Collected data:
○ ○ ○ ○ ○

PR #250, opened 2023-02-02
Fix tx fees

elias-garcia:
### What does this PR does?

This PR:

- Fixes the way in how we calculate the transaction fee of a confirmed transaction.
- Replaces `JsonRpcProvider` with `StaticJsonRpcProvider` to cache some RPC calls like the `eth_chainId`.
- Move the `lastVerifiedBatch` polling to the `Activity` view to prevent duplicating RPC calls.
- Updates browserlist.

## Checklist

review them:

### DIFF
--- a/src/views/bridge-details/bridge-details.view.tsx
+++ b/src/views/bridge-details/bridge-details.view.tsx
@@ -4,6 +4,7 @@ import { Navigate, useNavigate, useParams } from "react-router-dom";
 
 import { isCancelRequestError } from "src/adapters/bridge-api";
 import { parseError } from "src/adapters/error";
+import { getTxFeePaid } from "src/adapters/ethereum";
 import { getCurrency } from "src/adapters/storage";
 import { ReactComponent as NewWindowIcon } from "src/assets/icons/new-window.svg";
 import { FIAT_DISPLAY_PRECISION, getEtherToken } from "src/constants";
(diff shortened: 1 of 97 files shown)


src/views/bridge-details/bridge-details.view.tsx
```diff
@@ -38,23 +38,27 @@ interface Fees {
...
-          })
+      ? Promise.all([
+          bridge.to.provider.getTransactionReceipt(bridge.claimTxHash),
+          bridge.to.provider.getTransaction(bridge.claimTxHash),
+        ])
+          .then(([txReceipt, txResponse]) =>
+            txReceipt && txResponse
+              ? calculateTransactionReceiptFee({ txReceipt, txResponse, type: "legacy" })
+              : undefined
+          )
```
amonsosanz: Isn't this function assuming that step 1 (deposit) occurs in L1 (so it's always using `eip-1559`) and step 2 (claim) occurs in L2 (so it's always using `legacy`)?

I might be missing something but is this code also correct for a withdrawal? i.e step 1 occurs in L2 and step 2 occurs in L1.

elias-garcia: You are right! Would be great if I can differentiate an EIP-1559 tx receipt from a legacy one... Going to take a look to this

elias-garcia: Ah wait! I already know how to do it hehe

amonsosanz (approved):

○ ○ ○ ○ ○

Goal of the exercise: Could you return the lines in the entries above that contain "txResponse"?

Solution:
+          .then(([txReceipt, txResponse]) =>
+            txReceipt && txResponse
+              ? calculateTransactionReceiptFee({ txReceipt, txResponse, type: "legacy" })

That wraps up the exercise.